I thought that they would have holes in them but they do not.

Should I poke some holes in them or will the Froglets have enough air with the cups the way they are now?

I have seen Deli Cups before where the cup itself or the lids had tiny holes in them and I have seen them used without holes before too.

What do you guys recommend?

Also, the cups and lids are a little "oily"

Is that normal?

Should I keep them or throw them out?

I do not want the "oilyness" to harm the frogs in any way.

Should I just wash them out?

What do you guys recommend?


----------



## ZookeeperDoug (Jun 5, 2011)

Wash them with soapy water first, then rinse.
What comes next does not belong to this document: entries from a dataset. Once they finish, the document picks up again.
PR #4160, opened 2019-04-03
CRLP: Execute Rollups Api

force2b:
* Processing methods logic previously in `CRLP_RollupProcessor_SVC` have been refactored out into an instance class of `CRLP_RollupProcessor`.
* Much of query building logic that was spread across multiple classes has been consolidated into an instance class of `CRLP_QueryBuilder`. It currently only supports detail queries. Longer term this class should support building out the QueryLocator and Related Record queries. For now that logic still exists in other locations.
* Long methods in the batch and processor classes have been abstracted out into smaller methods to consolidate logic into methods that do one (or mostly one) thing.

# Critical Changes

# Changes

* We've introduced a new Callable_Api action for CRLP.ExecuteRollups. This is reserved for future use and can be ignored for now.

# Issues Closed

# New Metadata

* Apex Class: CallableApiParameters
* Apex Class: CRLP_RollupProcessor
* Apex Class: CRLP_QueryBuilder
* Apex Class: CRLP_ApiExecuteRollups

# Deleted Metadata


src/classes/CRLP_RollupProcessor.cls
```diff
@@ -0,0 +1,538 @@
...
+
+    /**
+    * @description Returns the Parent Object Field by parsing the parentKeyFieldFull property
+    */
+    private String parentObjectField {
+        get {
+            if (parentObjectField == null) {
+                // The parentKeyField field may be have dot-notation (ex: Contact__r.AccountId)
+                // If this is the case, need to parse out the two components to use
+                String keyField = parentRelationshipField;
```
RadSFDeveloper: No need for `keyField` var, can use `parentRelationshipField`.

If the `parentRelationshipField` is just `AccountId` or `Account__c`, then `parentObjectField` will always be null. Thus, it is best to set this field to empty string by default, and whenever the value is checked (line 152), use `String.isBlank(parentObjectField)` and not use `parentObjectField == null`. This is applicable for all strings, let's use String methods.

src/classes/CRLP_RollupProcessor.cls
```diff
@@ -0,0 +1,538 @@
...
+        } set;
+    }
+
+    /**
+     * @description Determine the SObjectType of the Detail Records based on the current rollup type
+     */
+    private String parentRelationshipField {
+        get {
+            if (parentRelationshipField == null) {
+                parentRelationshipField = CRLP_Rollup_SVC.getParentRelationshipFieldForProcessingJob(rollupType);
```
RadSFDeveloper: `getParentRelationshipField()`

src/classes/CRLP_RollupProcessor.cls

I go the extra step of sterilizing with a mild bleach solution.

I poke holes with a hot paper clip. Heat it over a candle until glowing, you can usually melt 5-6 holes before needing to reheat. Use the smallest paper lip possible to prevent FF escapees.


----------



## Hibiscusmile (Jul 29, 2008)

I use a hand held hole punch, but if it eats fruit flies, this won't work, holes will be to big.


----------



## Gocubs (Apr 23, 2012)

I dont poke holes. Plenty of air and air exchange when you feed daily. Which you should for the first 2-3 months. I set mine up like normal tanks. You can see then at the end of the video here: 

https://www.youtube.com/watch?v=_X84AGpETNU&feature=youtube_gdata_player


----------



## that Frog Guy (May 13, 2012)

Gocubs said:


> I dont poke holes. Plenty of air and air exchange when you feed daily. Which you should for the first 2-3 months. I set mine up like normal tanks. You can see then at the end of the video here:
> 
> https://www.youtube.com/watch?v=_X84AGpETNU&feature=youtube_gdata_player


Nice video.

I was thinking about setting up a 10 gallon tank for them to grow out in but someone told me it might be hard for them to find food.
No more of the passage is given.